Problem to solve – In the records below, find the line containing "### LINKED ISSUE #1212: A11Y: Use" and the line containing "luontola: Done"; please repeat exactly the lines from one to the other, both included, and nothing more.

======== Provided information

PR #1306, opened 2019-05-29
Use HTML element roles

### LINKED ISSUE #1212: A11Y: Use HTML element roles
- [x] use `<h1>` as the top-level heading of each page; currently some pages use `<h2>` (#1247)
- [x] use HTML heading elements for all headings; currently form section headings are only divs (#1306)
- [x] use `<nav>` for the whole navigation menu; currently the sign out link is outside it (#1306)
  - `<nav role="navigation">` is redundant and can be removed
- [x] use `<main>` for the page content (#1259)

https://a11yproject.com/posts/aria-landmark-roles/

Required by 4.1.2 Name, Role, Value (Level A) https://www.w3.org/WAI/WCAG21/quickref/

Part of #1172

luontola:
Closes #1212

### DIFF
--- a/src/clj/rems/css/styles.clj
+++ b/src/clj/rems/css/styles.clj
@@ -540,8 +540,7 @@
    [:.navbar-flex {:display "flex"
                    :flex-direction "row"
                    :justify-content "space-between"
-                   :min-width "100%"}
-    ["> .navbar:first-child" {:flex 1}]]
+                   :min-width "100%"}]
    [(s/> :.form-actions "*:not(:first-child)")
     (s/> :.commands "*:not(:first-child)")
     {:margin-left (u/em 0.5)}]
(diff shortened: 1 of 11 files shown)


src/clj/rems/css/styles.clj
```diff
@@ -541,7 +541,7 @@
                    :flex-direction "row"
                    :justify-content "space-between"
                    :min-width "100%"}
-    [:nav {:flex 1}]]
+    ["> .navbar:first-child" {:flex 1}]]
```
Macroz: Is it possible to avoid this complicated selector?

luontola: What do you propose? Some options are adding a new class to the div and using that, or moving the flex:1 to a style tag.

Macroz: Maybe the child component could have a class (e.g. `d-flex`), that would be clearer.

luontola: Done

================
======== Provided information

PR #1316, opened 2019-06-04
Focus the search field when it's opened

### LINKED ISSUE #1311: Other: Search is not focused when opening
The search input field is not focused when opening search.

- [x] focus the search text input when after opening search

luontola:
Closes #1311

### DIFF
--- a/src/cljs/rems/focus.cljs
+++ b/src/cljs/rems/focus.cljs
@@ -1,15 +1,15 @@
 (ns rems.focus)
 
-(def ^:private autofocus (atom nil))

================
======== Provided information

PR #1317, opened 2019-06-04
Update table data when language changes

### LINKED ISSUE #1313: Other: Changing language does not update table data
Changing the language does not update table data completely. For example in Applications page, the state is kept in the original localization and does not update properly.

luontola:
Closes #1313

================

Written reply –
### LINKED ISSUE #1212: A11Y: Use HTML element roles
- [x] use `<h1>` as the top-level heading of each page; currently some pages use `<h2>` (#1247)
- [x] use HTML heading elements for all headings; currently form section headings are only divs (#1306)
- [x] use `<nav>` for the whole navigation menu; currently the sign out link is outside it (#1306)
  - `<nav role="navigation">` is redundant and can be removed
- [x] use `<main>` for the page content (#1259)

https://a11yproject.com/posts/aria-landmark-roles/

Required by 4.1.2 Name, Role, Value (Level A) https://www.w3.org/WAI/WCAG21/quickref/

Part of #1172

luontola:
Closes #1212

### DIFF
--- a/src/clj/rems/css/styles.clj
+++ b/src/clj/rems/css/styles.clj
@@ -540,8 +540,7 @@
    [:.navbar-flex {:display "flex"
                    :flex-direction "row"
                    :justify-content "space-between"
-                   :min-width "100%"}
-    ["> .navbar:first-child" {:flex 1}]]
+                   :min-width "100%"}]
    [(s/> :.form-actions "*:not(:first-child)")
     (s/> :.commands "*:not(:first-child)")
     {:margin-left (u/em 0.5)}]
(diff shortened: 1 of 11 files shown)


src/clj/rems/css/styles.clj
```diff
@@ -541,7 +541,7 @@
                    :flex-direction "row"
                    :justify-content "space-between"
                    :min-width "100%"}
-    [:nav {:flex 1}]]
+    ["> .navbar:first-child" {:flex 1}]]
```
Macroz: Is it possible to avoid this complicated selector?

luontola: What do you propose? Some options are adding a new class to the div and using that, or moving the flex:1 to a style tag.

Macroz: Maybe the child component could have a class (e.g. `d-flex`), that would be clearer.

luontola: Done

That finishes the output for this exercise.